Collected data
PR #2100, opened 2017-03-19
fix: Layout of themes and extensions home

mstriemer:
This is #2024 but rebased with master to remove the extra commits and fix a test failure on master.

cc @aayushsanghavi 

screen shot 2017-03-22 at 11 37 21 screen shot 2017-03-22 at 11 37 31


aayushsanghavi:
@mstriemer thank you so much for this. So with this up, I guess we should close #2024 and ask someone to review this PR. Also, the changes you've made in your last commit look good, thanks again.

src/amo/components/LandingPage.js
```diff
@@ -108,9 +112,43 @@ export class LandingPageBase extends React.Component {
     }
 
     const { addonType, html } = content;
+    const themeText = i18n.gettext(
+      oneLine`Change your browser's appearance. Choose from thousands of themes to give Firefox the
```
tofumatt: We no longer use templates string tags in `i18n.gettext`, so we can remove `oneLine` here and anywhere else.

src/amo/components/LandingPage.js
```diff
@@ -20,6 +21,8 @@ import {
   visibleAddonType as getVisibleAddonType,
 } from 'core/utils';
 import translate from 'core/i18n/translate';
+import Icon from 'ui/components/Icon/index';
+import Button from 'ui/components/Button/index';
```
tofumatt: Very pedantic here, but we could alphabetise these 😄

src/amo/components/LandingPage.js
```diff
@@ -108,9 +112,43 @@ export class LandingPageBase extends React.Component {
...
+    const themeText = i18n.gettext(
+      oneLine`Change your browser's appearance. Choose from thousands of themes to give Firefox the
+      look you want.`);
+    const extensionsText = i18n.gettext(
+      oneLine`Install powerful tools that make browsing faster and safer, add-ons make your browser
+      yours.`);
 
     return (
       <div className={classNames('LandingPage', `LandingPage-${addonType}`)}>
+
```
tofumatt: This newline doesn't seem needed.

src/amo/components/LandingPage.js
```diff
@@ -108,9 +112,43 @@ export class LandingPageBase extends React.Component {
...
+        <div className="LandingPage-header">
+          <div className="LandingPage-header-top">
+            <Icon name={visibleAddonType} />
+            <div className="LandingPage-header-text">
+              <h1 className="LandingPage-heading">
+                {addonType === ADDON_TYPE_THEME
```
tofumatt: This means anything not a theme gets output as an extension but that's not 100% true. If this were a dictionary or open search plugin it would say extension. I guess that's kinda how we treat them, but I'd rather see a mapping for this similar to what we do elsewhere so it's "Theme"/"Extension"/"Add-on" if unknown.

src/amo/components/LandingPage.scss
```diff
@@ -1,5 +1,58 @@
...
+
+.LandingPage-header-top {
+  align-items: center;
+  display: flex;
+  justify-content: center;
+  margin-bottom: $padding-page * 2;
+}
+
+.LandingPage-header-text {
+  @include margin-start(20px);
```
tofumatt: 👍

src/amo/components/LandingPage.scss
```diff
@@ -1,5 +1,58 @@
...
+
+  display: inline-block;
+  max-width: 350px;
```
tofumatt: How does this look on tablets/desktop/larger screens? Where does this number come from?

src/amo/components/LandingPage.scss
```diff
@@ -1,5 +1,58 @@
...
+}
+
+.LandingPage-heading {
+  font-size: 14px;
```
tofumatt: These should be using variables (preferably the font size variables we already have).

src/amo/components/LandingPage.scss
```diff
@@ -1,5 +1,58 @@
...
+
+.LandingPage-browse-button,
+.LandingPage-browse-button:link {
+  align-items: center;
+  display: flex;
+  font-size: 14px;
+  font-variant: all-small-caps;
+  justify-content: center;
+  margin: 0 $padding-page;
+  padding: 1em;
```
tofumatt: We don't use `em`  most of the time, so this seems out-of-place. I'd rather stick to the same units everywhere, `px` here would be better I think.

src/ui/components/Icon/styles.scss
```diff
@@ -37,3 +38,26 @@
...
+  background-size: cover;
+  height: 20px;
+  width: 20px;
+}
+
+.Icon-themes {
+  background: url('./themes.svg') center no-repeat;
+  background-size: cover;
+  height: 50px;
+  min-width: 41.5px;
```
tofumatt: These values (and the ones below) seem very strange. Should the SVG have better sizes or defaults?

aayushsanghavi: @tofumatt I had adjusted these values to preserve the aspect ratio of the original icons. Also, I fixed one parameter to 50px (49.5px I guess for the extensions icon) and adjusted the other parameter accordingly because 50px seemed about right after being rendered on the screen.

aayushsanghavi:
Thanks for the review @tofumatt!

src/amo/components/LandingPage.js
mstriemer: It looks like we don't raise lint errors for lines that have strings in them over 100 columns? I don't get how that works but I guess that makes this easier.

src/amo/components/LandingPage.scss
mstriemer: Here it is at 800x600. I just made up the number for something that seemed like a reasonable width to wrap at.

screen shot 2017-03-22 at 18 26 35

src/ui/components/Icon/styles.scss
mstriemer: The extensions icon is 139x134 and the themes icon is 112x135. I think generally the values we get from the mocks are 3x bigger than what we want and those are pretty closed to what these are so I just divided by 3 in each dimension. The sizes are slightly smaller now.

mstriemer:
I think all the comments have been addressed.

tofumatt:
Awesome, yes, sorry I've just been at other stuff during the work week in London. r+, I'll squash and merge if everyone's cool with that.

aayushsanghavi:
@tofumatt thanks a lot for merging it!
--
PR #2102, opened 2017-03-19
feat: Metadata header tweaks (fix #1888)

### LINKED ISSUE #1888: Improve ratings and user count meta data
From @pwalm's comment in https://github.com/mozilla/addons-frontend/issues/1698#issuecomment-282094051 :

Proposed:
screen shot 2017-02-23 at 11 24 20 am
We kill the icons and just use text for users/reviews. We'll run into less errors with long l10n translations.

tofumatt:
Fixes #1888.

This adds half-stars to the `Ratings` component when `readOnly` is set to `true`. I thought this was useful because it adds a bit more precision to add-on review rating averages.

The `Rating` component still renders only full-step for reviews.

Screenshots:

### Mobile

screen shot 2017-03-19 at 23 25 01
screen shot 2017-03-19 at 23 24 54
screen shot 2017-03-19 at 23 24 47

[Task instructions]
Respond with one number only: how many lines of the data contain "header".

[Output]
6